_PROBLEM STATEMENT_.
From the material below, list every line containing "isPinned".

-- -- --

PR #457, opened 2022-10-20
check pin status of not saved claim

JGiter:
### Summary

|             |   |
|-------------|---|
| Description | When there are no allocations of claim, then `isPinned` will return `false` instead of throwing 404 |
| Jira issue  | |

### DIFF
--- a/packages/did-ipfs-store/src/didStore.ts
+++ b/packages/did-ipfs-store/src/didStore.ts
@@ -73,9 +73,20 @@ export class DidStore implements IDidStore {
    * @param cid CID
    * @param replicationFactor specifies on how many nodes data should be pinned https://ipfscluster.io/documentation/guides/pinning/#replication-factors
    */
-  async isPinned(cid: string, replicationFactor = REPLICATION.MIN): Promise<boolean> {
-    const { replication_factor_min, replication_factor_max } =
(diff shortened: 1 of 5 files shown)


nichonien (approved):

packages/did-ipfs-store/src/didStore.ts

-- -- --

_EXERCISE SOLUTION_.
| Description | When there are no allocations of claim, then `isPinned` will return `false` instead of throwing 404 |
-  async isPinned(cid: string, replicationFactor = REPLICATION.MIN): Promise<boolean> {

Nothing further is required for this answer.